Comprehensive detection and characterization of human druggable pockets through novel binding site descriptors

Arnau Comajuncosa-Creus,Guillem Jorba,Xavier Barril,Patrick Aloy
DOI: https://doi.org/10.1101/2024.03.14.584971
2024-03-16
Abstract:Druggable pockets are protein regions that have the ability to bind organic small molecules, and their characterization is essential in target-based drug discovery. However, strategies to derive pocket descriptors are scarce and usually exhibit limited applicability. Here, we present PocketVec, a novel approach to generate pocket descriptors for any protein binding site of interest through the inverse virtual screening of lead-like molecules. We assess the performance of our descriptors in a variety of scenarios, showing that it is on par with the best available methodologies, while overcoming some important limitations. In parallel, we systematically search for druggable pockets in the folded human proteome, using experimentally determined protein structures and AlphaFold2 models, identifying over 32,000 binding sites in more than 20,000 protein domains. Finally, we derive PocketVec descriptors for each small molecule binding site and run an all-against-all similarity search, exploring over 1.2 billion pairwise comparisons. We show how PocketVec descriptors facilitate the identification of druggable pocket similarities not revealed by structure- or sequence-based comparisons. Indeed, our analyses unveil dense clusters of similar pockets in distinct proteins for which no inhibitor has yet been crystalized, opening the door to strategies to prioritize the development of chemical probes to cover the druggable space.
Bioinformatics
What problem does this paper attempt to address?

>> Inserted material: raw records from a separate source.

PR #2596, opened 2025-05-26
Documentation updates

porres:
And here's some more, aiming to tackle all new things being included in 0.56


porres:
it seems the commit here was cherry picked. I will start a new PR later

Issue #2533, opened 2025-02-18
tabwrite~'s reference to graph array isn't updated when arrays are renamed


ben-wes:
testing `develop` build at 0a872a9aa47f2410323e8811c0f6006ee3c1165c on arm64 macOS.

#### to reproduce:
1. activate dsp
2. create graph array named `test`
3. create patch to write into `test`:
```
[noise~]
|
|  [bng]
| /
[tabwrite~ test]
```
4. click `bng` (works as expected)

the unexpected behavior starts here:
1. add another graph array and also name it `test`
2. rename old `test` to `temp`
3. click `bng` again --> no array gets redrawn for me now, but when clicking on the `temp` array, it becomes visible that the samples were actually written into this one instead of `test` (which would be the expected afaict)

PR #2598, opened 2025-05-26
Trigger error message in table DSP object if table has been renamed

Spacechild1:
This reverts parts of https://github.com/pure-data/pure-data/pull/2427 that attempted to fix https://github.com/pure-data/pure-data/issues/2533, specifically the following two commits:

https://github.com/pure-data/pure-data/pull/2427/commits/373df447046d54384bb2c208979ceabcc03b58ef
https://github.com/pure-data/pure-data/pull/2427/commits/03ccff4ca6110afcbce4c40ea773ff3b6e14c31c

First, this solution doesn't seem to work. If I rename a garray with "rename", any table DSP object, such as `[tabreceive~]`, that is bound to the old name just keeps referencing the same array.

Second, there is a severe problem with https://github.com/pure-data/pure-data/pull/2427/commits/373df447046d54384bb2c208979ceabcc03b58ef: by setting `garray_usedindsp` we cannot resize the garray anymore without causing a DSP update! The cool thing about `t_dsparray` (and `dsparray_get_array` in particular) is that we do *not* keep a direct reference to the table data and instead maintain a lose reference through a gpointer. This means the garray can be resized at runtime without DSP updates because `dsparray_get_array` automatically reaquires the array data. This will become more important in the future, when we hopefully can load soundfiles in a background thread. So let's please not go back to `garray_usedindsp`.

---

The proper fix is actually quite simple: we invalidate the array by incrementing `a_valid`, just like `array_resize` does. As a result, all DSP table objects that are currently bound to the array will post an error message and do nothing resp. output zeroes.

Properly fixes https://github.com/pure-data/pure-data/issues/2533

### DIFF
--- a/src/d_array.c
+++ b/src/d_array.c
@@ -63,33 +63,6 @@ static int dsparray_get_array(t_dsparray *d, int *npoints, t_word **vec,
     return 0;
 }
 
-static int dsparray_reset_array(t_dsparray *d) {
-    int size0 = 0, size1 = 0;
-    int phase = d->d_phase;
-    t_word *vec0 = 0, *vec1 = 0;
-    t_garray *a = 0;
-    if (d->d_symbol == &s_)
-        return 0;
-    a = (t_garray *)pd_findbyclass(d->d_symbol, garray_class);
-    if(!a)
-        return 0;
-    if (garray_getfloatwords(a, &size1, &vec1) && dsparray_get_array(d, &size0, &vec0, 0)) {
-        if(vec0 == vec1)
-                /* no change */
-            return 0;
-    }
-
-    gpointer_unset(&d->d_gp);
-#if 0
-        /*
-          JMZ: arrayvec_reset() calls dsparray_get_array() via arrayvec_testvec(),
-          so we skip it here
-        */
-    dsparray_get_array(d, &size1, &vec1, 1);
-#endif
-    return 1;
-}
-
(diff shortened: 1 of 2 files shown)


umlaeute (changes requested):
> Properly fixes https://github.com/pure-data/pure-data/issues/2533

only it doesn't :-/

with this PR, the behaviour is reverted exactly to the one described in the original #2533 report.

Spacechild1:
Aha, I see. https://github.com/pure-data/pure-data/issues/2533 is pretty an edge case, because it involves creating a duplicate array and then renaming the previous one. 

I only tested by renaming an array from "foo" to "bar" with the "rename" method. With this PR, this properly prints error messages like `foo: no such array` in table DSP objects that currently reference "foo". This does *not* happen with your fix.

However, I just noticed that this doesn't work if I rename the array manually in the array properties. This is strange. In fact, I even get a repeated error `consistency check failed: tabwrite_tilde_redraw` for `tabsend~`. Will have a look.

Either way, calling `garray_usedindsp` is not acceptable.

umlaeute (approved):

Spacechild1:
@millerpuckette Can you merge this? This PR will create conflicts (again) with https://github.com/pure-data/pure-data/pull/2595, which I will resolve once this PR merged.

millerpuckette:
ok, done :)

The main focus of this paper is on identifying and characterizing druggable pockets in human proteomes for drug discovery. The research team proposes a new method called PocketVec, which generates descriptors for these pockets through reverse virtual screening. They evaluate the performance of the new method in various scenarios and compare it with existing methods. PocketVec is based on the assumption that similar pockets bind similar small molecules. It describes pocket features by converting the ranking of small molecules into vector form. This approach does not require ligands in crystal structures and is not dependent on specific structural or sequence alignments, overcoming limitations of some existing methods. The researchers systematically search for druggable pockets in the human proteome using experimental structures and the AlphaFold 2 model, identifying over 32,000 binding sites located in more than 20,000 protein domains. By searching for similarity among all binding sites, the PocketVec descriptors reveal clusters of similar pockets for uncrystallized inhibitors, providing a strategy for prioritizing the development of chemical probes to cover the druggable space. Additionally, the paper demonstrates pocket similarity uncovered by PocketVec that was not discovered based on structural and sequence alignments. In summary, the main contribution of this paper is the introduction of a new and interpretable method for generating pocket descriptors, enhancing the comprehensive understanding of protein binding sites and the potential for drug discovery.